_Task to complete:_ Find all lines below containing the string "running" and return them.

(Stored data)
━━━━━━━━━━━━━━━━━━━━━━━━━━━━━━

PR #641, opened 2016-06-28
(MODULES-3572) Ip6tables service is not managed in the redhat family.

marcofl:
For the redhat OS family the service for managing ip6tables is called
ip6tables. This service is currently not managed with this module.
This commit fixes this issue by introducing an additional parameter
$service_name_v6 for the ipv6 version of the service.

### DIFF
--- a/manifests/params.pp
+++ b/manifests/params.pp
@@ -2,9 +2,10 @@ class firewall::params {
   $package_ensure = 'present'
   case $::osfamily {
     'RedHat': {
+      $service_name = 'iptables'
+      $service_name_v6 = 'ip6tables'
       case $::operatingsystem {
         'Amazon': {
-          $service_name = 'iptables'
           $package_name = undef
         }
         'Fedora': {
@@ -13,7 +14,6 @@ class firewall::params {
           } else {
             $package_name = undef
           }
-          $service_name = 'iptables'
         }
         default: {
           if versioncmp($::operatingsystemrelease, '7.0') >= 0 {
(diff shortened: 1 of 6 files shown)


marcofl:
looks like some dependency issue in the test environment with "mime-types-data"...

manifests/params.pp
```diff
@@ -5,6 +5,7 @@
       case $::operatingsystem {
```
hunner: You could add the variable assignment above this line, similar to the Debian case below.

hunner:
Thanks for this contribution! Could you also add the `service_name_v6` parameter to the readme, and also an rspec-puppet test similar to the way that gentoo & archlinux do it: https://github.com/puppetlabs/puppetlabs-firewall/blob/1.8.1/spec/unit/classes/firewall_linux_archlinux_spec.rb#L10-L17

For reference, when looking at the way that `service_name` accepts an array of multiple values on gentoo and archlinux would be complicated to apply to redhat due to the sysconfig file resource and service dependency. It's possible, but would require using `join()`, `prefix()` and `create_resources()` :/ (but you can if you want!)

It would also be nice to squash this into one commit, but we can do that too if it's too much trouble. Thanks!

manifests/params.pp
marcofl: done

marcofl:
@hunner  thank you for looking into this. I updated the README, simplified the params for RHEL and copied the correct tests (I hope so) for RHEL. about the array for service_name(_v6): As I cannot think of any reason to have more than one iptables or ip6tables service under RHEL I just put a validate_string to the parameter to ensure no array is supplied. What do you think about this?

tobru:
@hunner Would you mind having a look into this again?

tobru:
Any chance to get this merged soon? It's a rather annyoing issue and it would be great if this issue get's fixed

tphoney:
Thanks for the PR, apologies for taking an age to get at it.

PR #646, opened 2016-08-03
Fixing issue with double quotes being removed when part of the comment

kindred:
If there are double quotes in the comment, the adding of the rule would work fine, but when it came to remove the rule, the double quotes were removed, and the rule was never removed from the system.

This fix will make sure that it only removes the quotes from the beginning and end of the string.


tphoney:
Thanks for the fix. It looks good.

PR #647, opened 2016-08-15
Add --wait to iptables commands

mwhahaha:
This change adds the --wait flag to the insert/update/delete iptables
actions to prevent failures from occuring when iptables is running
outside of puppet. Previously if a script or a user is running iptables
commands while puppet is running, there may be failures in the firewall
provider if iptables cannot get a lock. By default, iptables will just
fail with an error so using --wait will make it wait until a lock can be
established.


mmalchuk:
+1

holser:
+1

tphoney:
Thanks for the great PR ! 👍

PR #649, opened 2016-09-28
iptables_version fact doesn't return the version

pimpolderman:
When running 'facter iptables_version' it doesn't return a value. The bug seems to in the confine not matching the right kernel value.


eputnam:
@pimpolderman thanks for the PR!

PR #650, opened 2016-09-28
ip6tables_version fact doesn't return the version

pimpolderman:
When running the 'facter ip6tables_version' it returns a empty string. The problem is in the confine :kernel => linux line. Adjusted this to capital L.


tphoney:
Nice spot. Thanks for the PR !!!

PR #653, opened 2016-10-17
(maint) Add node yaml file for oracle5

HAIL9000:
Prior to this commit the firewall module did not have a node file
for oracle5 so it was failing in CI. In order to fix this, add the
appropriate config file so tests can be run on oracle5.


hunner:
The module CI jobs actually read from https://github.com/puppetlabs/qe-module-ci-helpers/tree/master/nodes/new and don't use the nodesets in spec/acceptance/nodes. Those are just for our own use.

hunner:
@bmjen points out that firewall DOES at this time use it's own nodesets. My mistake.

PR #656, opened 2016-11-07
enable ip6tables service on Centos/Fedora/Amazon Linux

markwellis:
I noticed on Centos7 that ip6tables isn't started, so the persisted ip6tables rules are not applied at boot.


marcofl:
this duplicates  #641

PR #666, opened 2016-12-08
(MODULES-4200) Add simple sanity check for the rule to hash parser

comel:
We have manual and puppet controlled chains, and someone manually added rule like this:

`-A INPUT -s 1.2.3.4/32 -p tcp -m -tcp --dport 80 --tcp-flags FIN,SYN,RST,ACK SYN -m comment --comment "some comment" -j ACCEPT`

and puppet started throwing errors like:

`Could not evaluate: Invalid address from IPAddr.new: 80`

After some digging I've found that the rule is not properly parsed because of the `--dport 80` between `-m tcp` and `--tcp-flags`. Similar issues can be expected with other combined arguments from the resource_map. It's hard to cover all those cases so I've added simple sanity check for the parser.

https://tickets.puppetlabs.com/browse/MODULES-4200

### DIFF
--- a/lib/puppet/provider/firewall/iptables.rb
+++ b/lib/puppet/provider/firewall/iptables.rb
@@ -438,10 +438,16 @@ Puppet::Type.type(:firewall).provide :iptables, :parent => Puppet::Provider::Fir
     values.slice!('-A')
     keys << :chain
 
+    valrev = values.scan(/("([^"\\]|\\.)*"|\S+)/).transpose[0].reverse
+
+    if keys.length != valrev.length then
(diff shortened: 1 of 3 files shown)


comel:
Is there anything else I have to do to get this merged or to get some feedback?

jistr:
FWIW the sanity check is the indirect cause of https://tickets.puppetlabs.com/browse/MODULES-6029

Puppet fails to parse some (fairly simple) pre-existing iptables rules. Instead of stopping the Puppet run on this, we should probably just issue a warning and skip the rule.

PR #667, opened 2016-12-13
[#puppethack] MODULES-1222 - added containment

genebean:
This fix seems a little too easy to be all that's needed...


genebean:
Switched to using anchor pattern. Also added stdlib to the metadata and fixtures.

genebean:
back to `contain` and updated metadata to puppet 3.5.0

━━━━━━━━━━━━━━━━━━━━━━━━━━━━━━

_Exercise solution:_
actions to prevent failures from occuring when iptables is running
outside of puppet. Previously if a script or a user is running iptables
commands while puppet is running, there may be failures in the firewall
When running 'facter iptables_version' it doesn't return a value. The bug seems to in the confine not matching the right kernel value.
When running the 'facter ip6tables_version' it returns a empty string. The problem is in the confine :kernel => linux line. Adjusted this to capital L.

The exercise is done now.